### Provided data
PR #1307, opened 2019-01-29
Support gRPC for query service

annanay25:
- Initial work to add GRPC support for the `query-service`.

- Use grpc-gateway to multiplex HTTP and GRPC on the same port
- Create GRPC server and handler for `GetTrace()`


cmd/query/app/grpc_handler.go
```diff
@@ -0,0 +1,82 @@
...
+	"google.golang.org/grpc"
+
+	"github.com/jaegertracing/jaeger/proto-gen/api_v2"
+	"github.com/jaegertracing/jaeger/storage/dependencystore"
+	"github.com/jaegertracing/jaeger/storage/spanstore"
+)
+
+// GRPCHandler implements the GRPC endpoint of the query service.
+type GRPCHandler struct {
+	spanReader        spanstore.Reader
```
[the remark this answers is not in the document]
yurishkuro: +1

cmd/query/main.go
```diff
@@ -141,11 +144,36 @@ func main() {
...
 			recoveryHandler := recoveryhandler.NewRecoveryHandler(logger, true)
 
+			// Create GRPC Server.
+			grpcServer := grpc.NewServer()
+
+			// Add logging.
+			grpclog.SetLoggerV2(grpclog.NewLoggerV2(ioutil.Discard, os.Stderr, os.Stderr))
+
+			// Register GRPC Handler.
+			spanReaderGRPC, err := storageFactory.CreateSpanReader()
```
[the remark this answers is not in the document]
annanay25: The PR is here - #1312 

Will rebase this once merged.

cmd/query/main.go
```diff
@@ -141,11 +144,36 @@ func main() {
...
+			if err != nil {
+				logger.Fatal("Failed to create span reader", zap.Error(err))
+			}
+			spanReaderGRPC = storageMetrics.NewReadMetricsDecorator(spanReaderGRPC, baseFactory.Namespace(metrics.NSOptions{Name: "query-grpc", Tags: nil}))
+			dependencyReaderGRPC, err := storageFactory.CreateDependencyReader()
```
annanay25: Should we be creating different instances of the `spanReader` and `dependencyReader` for use with GRPC? I thought to do so in the case that a user might want to use both HTTP and GRPC endpoints at the same time (possibly HTTP for the UI and a custom GRPC querier), but I'm not so sure that's required.

model/proto/api_v2.proto
```diff
@@ -64,6 +64,22 @@ service CollectorService {
     }
 }
 
+message GetTraceRequest {
+    string Id = 1;
```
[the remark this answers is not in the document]
annanay25: We can accept a `model.TraceID`, I'll push the change. Thanks!

cmd/query/main.go
yurishkuro: Should not be creating any storage components, they are already passed to QueryService.

model/proto/api_v2.proto
```diff
@@ -64,6 +64,22 @@ service CollectorService {
...
+}
+
+message GetTraceResponse {
+    Trace trace = 1;
+}
```
yurishkuro: check the discussion in https://github.com/jaegertracing/jaeger/pull/1323. We have an internal grpc implementation of GetTrace, and our users have run into the issue of large traces exceeding grpc default message size. So I think we need to go with streaming APIs for methods that can return large data sets.

I am not sure what it would do to grpc_gateway, how does it map streaming calls to HTTP?

Also, it's been a while since the last time I checked, but if gRPC for JavaScript in the browser has advanced enough, then we won't even need grpc_gateway.

annanay25: > I am not sure what it would do to grpc_gateway, how does it map streaming calls to HTTP?

Seems like they have an open issue for sending chunked JSON responses - grpc-ecosystem/grpc-gateway/issues/562

> Also, it's been a while since the last time I checked, but if gRPC for JavaScript in the browser has advanced enough, then we won't even need grpc_gateway.

Apart from streaming-support (which is on their [roadmap](https://github.com/grpc/grpc-web/blob/master/ROADMAP.md#streaming-friendly-transport-implementation)) what other features would we need in the grpc-web library?

annanay25: Update: Went through the grpc-web readme again, and it mentions that server-side streaming is already supported. This makes it a candidate to be considered for the query UI.

yurishkuro: Great! We can always put a blocking/sync facade in front of grpc service if streaming to web is not supported, but since it's there already, we should go with streaming for the main API.

annanay25:
I would like a second review round @yurishkuro 

Changes in the last commit - 
- Dropped `grpc-gateway`
- Used cmux to multiplex HTTP and GRPC
- Used stream response for `GetTraceRequest`

Todo - 
- Add all endpoints including `FindTraceIDs` etc.
- Add tests.

model/proto/api_v2.proto
```diff
@@ -64,6 +64,28 @@ service CollectorService {
...
+message GetTraceResponseStream {
+  repeated jaeger.api_v2.Span spans = 1 [
+    (gogoproto.nullable) = false
+  ];
+}
+
+service QueryService {
+    rpc GetTrace(GetTraceRequest) returns (stream GetTraceResponseStream) {
+        option (google.api.http) = {
+            post: "/api/v2/traces/{trace_id}"
```
annanay25: This doesn't seem right to me. The `trace_id` should either be part of the body like so - 

```
service QueryService {
    rpc GetTrace(GetTraceRequest) returns (stream GetTraceResponseStream) {
        option (google.api.http) = {
            post: "/api/v2/traces"
            body: "*"
        };
    }
}
```

...or, we could make it a string parameter.

```
message GetTraceRequest {
  string trace_id = 1 [
    (gogoproto.nullable) = false,
  ];
}
```

yurishkuro: if it is `bytes` as in the main API, then
  * how would swagger file describe the parameter?
  * how would it look on the wire?

I don't have a strong opinion about post vs. get here. Get seems more REST-ful.

annanay25: Changing it to bytes and generating swagger documentation gives - 
```
.
.
    "/api/v2/traces": {
      "post": {
        "operationId": "GetTrace",
        "responses": {
          "200": {
            "description": "(streaming responses)",
            "schema": {
              "$ref": "#/definitions/api_v2GetTraceResponseStream"
            }
          }
        },
        "parameters": [
          {
            "name": "body",
            "in": "body",
            "required": true,
            "schema": {
              "$ref": "#/definitions/api_v2GetTraceRequest"
            }
          }
        ],
        "tags": [
          "QueryService"
        ]
      }
    }
  },
.
.
  "definitions": {
    "api_v2GetTraceRequest": {
      "type": "object",
      "properties": {
        "trace_id": {
          "type": "string",
          "format": "byte"
        }
      }
    },
.
.
```

annanay25: https://swagger.io/docs/specification/data-models/data-types/#string

`"type": "string","format": "byte"` would mean base64 encoded traceID on the wire

yurishkuro: I think it’s the same for ids in the returned span JSON, so sounds reasonable?

annanay25: +1

> I don't have a strong opinion about post vs. get here. Get seems more REST-ful.

You're right, I should change this to `get`.

model/proto/api_v2/query.proto
```diff
@@ -0,0 +1,71 @@
...
+  ];
+}
+
+message GetTraceResponseStream {
+  repeated jaeger.api_v2.Span spans = 1 [
+    (gogoproto.nullable) = false
+  ];
+}
+
+service QueryService {
```
yurishkuro: Note: while the APIs don't have to be identical, we should try to keep them very similar

https://github.com/jaegertracing/jaeger/pull/1323

annanay25: Okay so I can just implement this API? - 
https://github.com/jaegertracing/jaeger/blob/65a499a247e0e7d0f977f1898100e469975746ac/cmd/query/app/http_handler.go#L109-L120

model/proto/api_v2/query.proto
```diff
@@ -0,0 +1,136 @@
...
+    (gogoproto.customname) = "TraceId"
+  ];
+}
+
+message ArchiveTraceResponse {
+}
+
+// FIXME: Pass all TraceQueryParameters in SearchRequest?
+message SearchRequest {
+  string query = 1 [
```
annanay25: Question: Should parameters be parsed from a `string query` or should the `SearchRequest` have all TraceQueryParameters as in - https://github.com/jaegertracing/jaeger/blob/65a499a247e0e7d0f977f1898100e469975746ac/storage/spanstore/interface.go#L45-L54

I guess the former because protobuf supports just basic data types and not time/maps etc?

model/proto/api_v2/query.proto
yurishkuro: no, the original HTTP interface is not particularly relevant. I am referring to #1323 that defines the gRPC interface for storage plugins. It has very large overlap with the query API, so I would like them to be as close as possible, including the name of the methods and types.

model/proto/api_v2/query.proto
yurishkuro: it should be structured, as in #1323

annanay25: Thanks! I've made the changes.

model/proto/api_v2/query.proto
```diff
@@ -0,0 +1,154 @@
...
+
+message GetTraceRequest {
+  bytes trace_id = 1 [
+    (gogoproto.nullable) = false,
+    (gogoproto.customtype) = "github.com/jaegertracing/jaeger/model.TraceID",
+    (gogoproto.customname) = "TraceId"
+  ];
+}
+
+message GetTraceResponseStream {
```
yurishkuro: SpansResponseChunk https://github.com/jaegertracing/jaeger/pull/1323/files#diff-ac4433b4ef3a403411d1d1b5141eb9ccR98

model/proto/api_v2/query.proto
```diff
@@ -0,0 +1,154 @@
...
+        };
+    }
+
+    rpc ArchiveTrace(ArchiveTraceRequest) returns (ArchiveTraceResponse) {
+        option (google.api.http) = {
+            post: "/traces/{trace_id}"
+        };
+    }
+
+    rpc Search(FindTracesRequest) returns (FindTracesResponse) {
```
yurishkuro: `rpc FindTraces(FindTracesRequest) returns (stream SpansResponseChunk);`

https://github.com/jaegertracing/jaeger/pull/1323/files#diff-ac4433b4ef3a403411d1d1b5141eb9ccR126

model/proto/api_v2/query.proto
annanay25: Changed.

model/proto/api_v2/query.proto
annanay25: Made the changes. Thanks!

model/proto/api_v2/query.proto
```diff
@@ -0,0 +1,171 @@
...
+  repeated string operations = 1;
+}
+
+message GetDependenciesRequest {
+  google.protobuf.Timestamp start_time = 1 [
+    (gogoproto.stdtime) = true,
+    (gogoproto.nullable) = false
+  ];
+  google.protobuf.Duration lookback = 2 [
+    (gogoproto.stdtime) = true,
```
annanay25: A small mismatch with the plugin API here, as I think `google.protobuf.Duration lookback` better suits `querysvc` APIs. However, can change if required. @yurishkuro

yurishkuro: I think we intentionally changed it to start_time / end_time, as it has less cognitive overhead (no need to understand yet another type Duration).

cmd/query/main.go
```diff
@@ -116,18 +121,53 @@ func main() {
...
 
+			// Create HTTP Server
+			httpServer := &http.Server{
+				Handler: recoveryHandler(compressHandler),
+			}
+
+			// Create GRPC Server.
+			grpcServer := grpc.NewServer()
+
+			grpclog.SetLoggerV2(grpclog.NewLoggerV2(ioutil.Discard, os.Stderr, os.Stderr))
```
yurishkuro: this is already done in `svc.Start(v)`

cmd/query/main.go
```diff
@@ -116,18 +121,53 @@ func main() {
...
+				cmux.HTTP2HeaderField("content-type", "application/grpc"),
+				cmux.HTTP2HeaderField("content-type", "application/grpc+proto"))
+			httpL := s.Match(cmux.Any())
+
 			go func() {
 				logger.Info("Starting HTTP server", zap.Int("port", queryOpts.Port))
-				if err := http.ListenAndServe(portStr, recoveryHandler(compressHandler)); err != nil {
-					logger.Fatal("Could not launch service", zap.Error(err))
-				}
+				httpServer.Serve(httpL)
```
yurishkuro: any reason not to handle error as in the previous code?

cmd/query/main.go
```diff
@@ -116,18 +121,53 @@ func main() {
...
 				svc.HC().Set(healthcheck.Unavailable)
 			}()
 
+			go func() {
+				logger.Info("Starting GRPC server", zap.Int("port", queryOpts.Port))
+				grpcServer.Serve(grpcL)
```
yurishkuro: error handling?

cmd/query/main.go
```diff
@@ -116,18 +121,53 @@ func main() {
...
+				svc.HC().Set(healthcheck.Unavailable)
+			}()
+
+			// Start cmux server.
+			s.Serve()
```
yurishkuro: is this blocking operation? what about error handling?

model/proto/api_v2/query.proto
```diff
@@ -0,0 +1,171 @@
...
+service QueryService {
+    rpc GetTrace(GetTraceRequest) returns (SpansResponseChunk) {
+        option (google.api.http) = {
+            get: "/traces/{trace_id}"
+        };
+    }
+
+    rpc ArchiveTrace(ArchiveTraceRequest) returns (ArchiveTraceResponse) {
+        option (google.api.http) = {
+            post: "/traces/{trace_id}"
```
yurishkuro: /archive/

model/proto/api_v2/query.proto
```diff
@@ -0,0 +1,171 @@
...
+        };
+    }
+
+    rpc FindTraces(FindTracesRequest) returns (stream SpansResponseChunk) {
+        option (google.api.http) = {
+            get: "/search"
```
yurishkuro: how is the request encoded in case of GET?

model/prototest/model_test.pb.go
```diff
@@ -3,11 +3,9 @@
 
 package prototest
 
-import (
```
yurishkuro: this indicates that you're using old plugins. Run `make proto-install` then `make proto`

annanay25:
Thanks for the review @yurishkuro. I've addressed comments and updated.

annanay25:
Thanks for the changes @yurishkuro! 

About tests, should I use a mock query service (as in the current commit) or an instance of query service with mock span readers / dependency readers?

yurishkuro:
mock QA is fine

annanay25:
@yurishkuro could you please review this? I think the last remaining lines from coverage are stream sends, which I'm not sure how to test.

yurishkuro:
🎉 

There is a bit of a clean-up I'd like to do in the test, I think it's leaking goroutines, but didn't want to block the PR on that.

cmd/query/app/grpc_handler_test.go
```diff
@@ -0,0 +1,481 @@
...
+	"github.com/jaegertracing/jaeger/cmd/query/app/querysvc"
+	"github.com/jaegertracing/jaeger/model"
+	"github.com/jaegertracing/jaeger/proto-gen/api_v2"
+	depsmocks "github.com/jaegertracing/jaeger/storage/dependencystore/mocks"
+	"github.com/jaegertracing/jaeger/storage/spanstore"
+	spanstoremocks "github.com/jaegertracing/jaeger/storage/spanstore/mocks"
+)
+
+var (
+	grpcServerPort    = ":14251"
```
yurishkuro: we should be using :0 port

cmd/query/app/grpc_handler_test.go
```diff
@@ -0,0 +1,481 @@
...
+func newGRPCServer(t *testing.T, q *querysvc.QueryService, logger *zap.Logger, tracer opentracing.Tracer) (*grpc.Server, net.Addr) {
+	lis, _ := net.Listen("tcp", grpcServerPort)
+	grpcServer := grpc.NewServer()
+	grpcHandler := NewGRPCHandler(*q, logger, tracer)
+	api_v2.RegisterQueryServiceServer(grpcServer, grpcHandler)
+
+	go func() {
+		err := grpcServer.Serve(lis)
+		require.NoError(t, err)
+	}()
```
yurishkuro: goroutine leak?  Or will `defer server.Stop()` in the tests stop it?

cmd/query/app/grpc_handler_test.go
```diff
@@ -0,0 +1,481 @@
...
+	q, readStorage, dependencyStorage := newQueryService(querysvc.QueryServiceOptions{})
+	logger := zap.NewNop()
+	tracer := opentracing.NoopTracer{}
+
+	grpcServer, addr := newGRPCServer(t, q, logger, tracer)
+
+	return grpcServer, addr, readStorage, dependencyStorage
+}
+
+func initializeTestServerGRPCWithOptions(t *testing.T) (*grpc.Server, net.Addr, *spanstoremocks.Reader, *depsmocks.Reader, *spanstoremocks.Reader, *spanstoremocks.Writer) {
```
yurishkuro: a) any reason not to merge this with the above function?
b) instead of returning many objects it's better to return a single struct
c) to avoid server life cycle management, we typically do this
```go
func withGRPCServer(t *testing.T, actualTest func(server *server)) {
    server := ... create ...
    defer server.close() // other life cycle mgmt
    actualTest(server)
}
```

cmd/query/app/grpc_handler_test.go
```diff
@@ -0,0 +1,481 @@
...
+}
+
+func TestGetTraceSuccessGRPC(t *testing.T) {
+	server, addr, readMock, _ := initializeTestServerGRPC(t)
+	defer server.Stop()
+	readMock.On("GetTrace", mock.AnythingOfType("*context.valueCtx"), mock.AnythingOfType("model.TraceID")).
+		Return(mockTrace, nil).Once()
+
+	client, conn := newGRPCClient(t, addr)
+	defer conn.Close()
```
yurishkuro: similar to above, `withServerAndClient(t *testing.T, func actualTest(server *server, client *client))`

this way it would remove a lot of boilerplate code from the tests

cmd/query/main.go
```diff
@@ -116,14 +119,58 @@ func main() {
...
+
+			// Create cmux server.
+			// cmux will reverse-proxy between HTTP and GRPC backends.
+			s := cmux.New(conn)
+
+			// Add GRPC and HTTP listeners.
+			grpcL := s.Match(
+				cmux.HTTP2HeaderField("content-type", "application/grpc"),
+				cmux.HTTP2HeaderField("content-type", "application/grpc+proto"))
+			httpL := s.Match(cmux.Any())
```
yurishkuro: Booked #1482 to refactor this out of main

cmd/query/app/grpc_handler_test.go
yurishkuro: Booked #1483

annanay25:
Thanks @yurishkuro! 🎊 

I've been traveling but should get a chance to look at this soon :)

### Exercise
Lines holding "recoveryHandler" in the material above are to be reported.

### Finished task
 			recoveryHandler := recoveryhandler.NewRecoveryHandler(logger, true)
+				Handler: recoveryHandler(compressHandler),
-				if err := http.ListenAndServe(portStr, recoveryHandler(compressHandler)); err != nil {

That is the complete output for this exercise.